In another project, Kontny and his team are investigating another substance that might be able to stop the growth of Ewing sarcoma. The substance in question is known as treosulfan, and has been shown to be an effective alternative to busulfan, the currently used drug. Treosulfan and busulfan can intercalate into the DNA of tumour cells, thereby inhibiting DNA replication. This kind of damage also induces the cellular apoptosis programme. The Freiburg scientists were able to show in mice and in the test tube that treosulfan was more effective than busulfan. In contrast to busulfan, treosulfan does not lead to the lung problems that are often experienced by patients undergoing radiotherapy. "In a new study, we will test treosulfan in patients from the high-risk group, i.e. patients who require radiotherapy," said Kontny.
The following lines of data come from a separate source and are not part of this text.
Issue #188, opened 2016-06-07
Mosquitto client implements QoS 1 a zero or more times and QoS 2 as at most once


fhars:
In both cases, an adversary scheduler will run the code right up to the `if(mosq->on_message){` and then reboot the system. When the clients reconnects with clean session equal to 0, the server will regard the message as completely acknowledged, while the application will never have seen the message at all.

This is related to #118, and there are several bad choices here. It may actually be impossible to implement QoS 2 correctly without writing the message to persistent storage before sending the PUBREC message.

ralight:
I'm not familiar with adversary schedulers, but the point stands - if something happens to stop the client before that call then the broker will not retry.

I'd be happy to receive a pull request for (optional) persistence support.

Issue #118, opened 2016-03-15
Support delaying PUBACKs in libmosquitto API


ralight:
migrated from Bugzilla [#452930](https://bugs.eclipse.org/bugs/show_bug.cgi?id=452930)
status NEW severity *enhancement* in component *Mosquitto client library* for *---*
Reported in version *unspecified* on platform *PC*
Assigned to: Roger Light

On 2014-11-23 17:37:39 -0500, Roger Light wrote:

> (imported from launchpad)
> 
> In the situation where a libmosquitto-based client subscribes to a topic with QoS=1, it would be useful to be able to delay the PUBACKs that it sends back.
> Instead of the current automatic behavior, the API would provide a callback to manually send a PUBACK for a specific message.
> The idea being that it confirms that the message has been correctly processed locally and is ready to be acknowledged to the broker.
> 
> The feature was already mentioned in a message from the mailing-list a year ago: https://lists.launchpad.net/mosquitto-users/msg00024.html
> 
> And I see that the MQTT.js implementation supports such a feature: https://github.com/adamvr/MQTT.js/pull/77

PR #1932, opened 2020-12-06
add mosquitto_delay_puback option

linuxbasic:
Signed-off-by: Linus Basig <linus@basig.me>
Signed-off-by: Fabrizio Lazzaretti <fabrizio@lazzaretti.me>

- [ ] ~~If you are contributing a bugfix, is your work based off the fixes branch?~~
  - `01-keepalive-pingreq.py` fails, but it also fails on master

-----

This PR adds a method `mosquitto_delay_puback`. After calling `mosquitto_delay_puback` the library will delay the PUBACK message required for QoS 1 message transfers until after the `on_message` callback returns. 

This change ensures the message does not get lost if the client crashes during the processing of the message. 

If the `mosquitto_delay_puback` is not called, the previous behavior (PUBACK before calling `on_message`) applies.

related issues: 
- https://github.com/eclipse/mosquitto/issues/118
- https://github.com/eclipse/mosquitto/issues/188

Our use-case is a messaging middleware that forwards the messages to other systems and we need to maintain the "At Least Once" delivery guarantee of QoS 1.

### DIFF
--- a/.gitignore
+++ b/.gitignore
@@ -85,3 +85,4 @@ test/unit/out/
 
 www/cache/
 __pycache__
+.DS_Store
--- a/ChangeLog.txt
+++ b/ChangeLog.txt
@@ -1,3 +1,7 @@
+Client library:
+- Add `mosquitto_delay_puback()` for delaying the PUBACK message
+  until the on_message callback returns.
+
 2.0.0 - 2020-12-03
 ==================
 
--- a/include/mosquitto.h
+++ b/include/mosquitto.h
@@ -1665,6 +1665,22 @@ libmosq_EXPORT void mosquitto_user_data_set(struct mosquitto *mosq, void *obj);
  */
 libmosq_EXPORT void *mosquitto_userdata(struct mosquitto *mosq);
 
+/*
+ * Function: mosquitto_delay_puback
+ *
+ * Per Default, the library will acknowledge a QoS 1 message before it calls the 
+ * on_message callback. After <mosquitto_delay_puback> is called, the library
+ * delays the acknowledgment until after the on_message callback has returned.
+ *
+ * Parameters:
+ *  mosq - a valid mosquitto instance.
+ *
+ * Returns:
+ *	MOSQ_ERR_SUCCESS - on success.
+ * 	MOSQ_ERR_INVAL -   if the input parameters were invalid.
+ */
+libmosq_EXPORT int mosquitto_delay_puback(struct mosquitto *mosq);
+
 
 /* ======================================================================
  *
--- a/lib/cpp/mosquittopp.cpp
+++ b/lib/cpp/mosquittopp.cpp
@@ -352,6 +352,11 @@ void mosquittopp::user_data_set(void *userdata)
 	mosquitto_user_data_set(m_mosq, userdata);
 }
 
+int mosquittopp::delay_puback()
+{
+	mosquitto_delay_puback(m_mosq);
+}
+
 int mosquittopp::socks5_set(const char *host, int port, const char *username, const char *password)
 {
 	return mosquitto_socks5_set(m_mosq, host, port, username, password);
--- a/lib/cpp/mosquittopp.h
+++ b/lib/cpp/mosquittopp.h
@@ -107,6 +107,7 @@ class mosqpp_EXPORT mosquittopp {
 		int max_inflight_messages_set(unsigned int max_inflight_messages);
 		void message_retry_set(unsigned int message_retry);
 		void user_data_set(void *userdata);
+		int delay_puback();
 		int tls_set(const char *cafile, const char *capath=NULL, const char *certfile=NULL, const char *keyfile=NULL, int (*pw_callback)(char *buf, int size, int rwflag, void *userdata)=NULL);
 		int tls_opts_set(int cert_reqs, const char *tls_version=NULL, const char *ciphers=NULL);
 		int tls_insecure_set(bool value);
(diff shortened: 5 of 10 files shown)


karlp:
When did this change? I thought the library had always been pubacking after teh callback?

ralight:
@karlp I've checked, and it's been like this forever.

I'm mostly inclined to say that we should just change the behaviour (and for QoS 2) without an option. For people who have quick callbacks it will make no difference, and those with long callbacks there If would only potentially be a problem with non-compliant brokers.

If I did add it as an option, it would be with `mosquitto_int_option()` though, there is no need for a new function I don't think.

linuxbasic:
> When did this change? I thought the library had always been pubacking after teh callback?

It did not surprise me that the library acknowledges before the message is handed over to the application; most libraries do that. I think the reason for that is that the specification is not very explicit about this situation.

The [MQTT specifications](https://docs.oasis-open.org/mqtt/mqtt/v5.0/os/mqtt-v5.0-os.html#_QoS_1:_At) says: 
> In the QoS 1 delivery protocol, the receiver MUST respond with a PUBACK packet containing the Packet Identifier from the incoming PUBLISH packet, having accepted ownership of the Application Message

`Figure 4.2 – QoS 1 protocol flow diagram, non-normative example` goes into more detail:
> The receiver does not need to complete delivery of the Application Message before sending the PUBACK. When its original sender receives the PUBACK packet, ownership of the Application Message is transferred to the receiver.

Personally, I'm also in favor of changing the default behavior. As @karlp's reaction shows the "acknowledging before processing" behavior is very counter-intuitive and the specification does not provide any good reason to use it.

Should I change the PR to send PUBACK and PUBCOMP after on_message was called?

karlp:
Hrm, I thought the paho python libs didn't ack until the callback returned, or something I was working with at least, I was explicitly demoing delays in the handlers.  I'd be perfectly fine with switching the default, but this will likely lead to beahviour changes as broken clients will now cause unacked packets to build up in varous places, whereas right now, a client that crashes doesn't matter.

linuxbasic:
We were using the [paho.mqtt.c](https://github.com/eclipse/paho.mqtt.c) library before and it has the same "issue": https://github.com/eclipse/paho.mqtt.c/blob/master/src/MQTTProtocolClient.c#L326-L332

The same for the [patho.mqtt.python](https://github.com/eclipse/paho.mqtt.python) does the acknowledging before the processing: https://github.com/eclipse/paho.mqtt.python/issues/348

There are libraries that implement a delayable acknowledgment like [paho.mqtt.java](https://github.com/eclipse/paho.mqtt.java/blob/master/org.eclipse.paho.mqttv5.client) (https://github.com/eclipse/paho.mqtt.java/blob/master/org.eclipse.paho.mqttv5.client/src/main/java/org/eclipse/paho/mqttv5/client/IMqttAsyncClient.java#L822-L833) and some that delay it per default like [mqtt.js](https://github.com/mqttjs/MQTT.js/) (https://github.com/mqttjs/MQTT.js/pull/697).

I think pending acknowledgments shouldn't be a big problem. They can already occur if there is an issue with the network layer or the client crashes before he reads the PUBLISH message from the network buffer. In any way, as soon as the connection's Keep Alive period runs out, these pending acknowledgments should be cleaned up.

ralight:
I think on balance the best thing to do is add it as an option otherwise if it does cause problems there is nothing users can do other than downgrade, if it does cause a problem. So please update this to use `mosquitto_int_option()` with say `MOSQ_OPT_DELAYED_ACK` as the option. Set it to off by default, and extend it to cover QoS 2 as well.

Then we go:

2.1: Option available, but off by default
2.2: Option enabled by default
3.0: Option removed?

linuxbasic:
I implemented the `MOSQ_OPT_DELAYED_ACK` option.

**Regarding QoS 2**:

(for the following thoughts I assumed `message__queue()` stores the message in memory and will be lost in the case of the process crashing, please correct me if I'm wrong)

With the current implementation of QoS 2, delaying the sending of the `PUBCOMP` until after the `on_message` exits would not have any effect because there is a mechanism in place that prevents `on_message` to be called more than once (see https://github.com/eclipse/mosquitto/blob/develop/lib/handle_pubrel.c#L101-L104).

As far as I see we have two options:
1. leave it like it is ("At Most Once" processing guarantee if the process crashes after the initial `PUBLISH` is received and `on_message` is called)
2. move the `on_message` callback call into the handler of the `PUBLISH` message (like the [MQTT specs](https://github.com/eclipse/mosquitto/blob/develop/lib/handle_pubrel.c#L101-L104) suggest) and implement the delayed ack logic there.
  - this would result in an "At Least Once" processing guarantee if we delay the acknowledgment (if the process crashes and loses the msg-id before `PUBREC` is sent).
  - this would result in a "0+" processing guarantee if we send `PUBREC` before calling `on_message` (0 in case the process crashes after `PUBREC` is sent and before `on_message` called and "1+" if the process crashes after `on_message` is called and at the same time there is a network issue that prevents the arrival of the `PUBREC`).

I personally am in favor of option 1 because QoS 2 sucks because the MQTT specification assumes that the sender and the receiver never crash or lose their state. Even if we go with option 2 we can't fulfill the promise of an "Exactly Once" processing guarantee in real-world conditions and option 1 is already as good as it gets if we ignore the option of a process crashing at the wrong moment.

linuxbasic:
@karlp @ralight What do you think?

Type1J:
Any news on when this might get reviewed/merged?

Kontny and his team might potentially be able to detect much earlier than is currently possible whether tumour cells are responding to drugs such as TRAIL or treosulfan. Working in cooperation with radiologists, Kontny and his team have developed an imaging technique that indicates whether a therapy is successful even before the tumour has started to reduce in size. Previously, tumours had to show growth differences before a statement could be made as to whether the patient was responding to treatment or not.